Growth and skeletal maturation was evaluated in 82 children participating in the German Collaborative Study of Children Treated for Phenylketonuria (PKU). Height, weight, head circumference and bone age were recorded at regular intervals for the first 6 years of life. The mean SD score (SDS) for height was not significantly different from zero at study entry, but decreased mainly during the second year of life to a nadir of -0.78 in boys and -0.54 in girls at 2.5 years. During the subsequent years, a significant trend towards a regain of height SDS was noted in both sexes. Weight-for-height SDS was close to zero in both sexes, with a significant continuous increasing trend throughout the observation period.
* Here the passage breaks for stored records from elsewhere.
PR #2699, opened 2023-06-23
Add status check before deserializing runner-registration response

nikola-jokic:
The purpose of this PR is to ensure the listener does not panic if the status code returned by the actions service is not in 2xx range.

Previously, we would try to unmarshal JSON which would leave nil values for actions service admin token. When later used, the listener would panic.

Added check similar to one in the runner making sure the status code is success, and log the error message if returned from the actions service

https://github.com/actions/runner/blob/9c57205c1c1cd7ada73cb08b556293ec0411f8d4/src/Runner.Listener/Configuration/ConfigurationManager.cs#L777C50-L777C50

### DIFF
--- a/github/actions/client.go
+++ b/github/actions/client.go
@@ -922,7 +922,13 @@ func (c *Client) getActionsServiceAdminConnection(ctx context.Context, rt *regis
 	defer resp.Body.Close()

Head circumference SDS decreased in boys during the first year of life from -0.28 to -0.68, whereas girls showed only a minor change. During the further follow-up period, head circumference SDS remained at approximately -0.3 in boys and 0.0 in girls. While the mean verbal and performance IQ of the total study population at 5 and 6 years of age did not differ from a group of 212 healthy non-PKU children, patients with a head circumference SDS less than the population median at 2 years of age exhibited poorer cognitive abilities at school age than those patients with a relative head size greater than the population median. The children with a head circumference less than the median at 2 years had smaller head sizes already at birth; in addition, the change in relative head size during the first 2 years was correlated significantly with cognitive abilities at school age in boys. Mean bone age was identical to chronological age at each time point of observation. The rate of maturation was one year of bone age per year of chronological age. No correlation between phenylalanine intake or phenylalanine concentrations and the rates of body or head growth or skeletal maturation could be established. We conclude that despite adequate weight gain, moderate growth retardation occurred during the first 2 years of life in this group of children treated for PKU. Growth was more compromised in boys than in girls and tended to be compensated during later follow-up. Early infantile head circumference and growth appear to be predictors of cognitive development.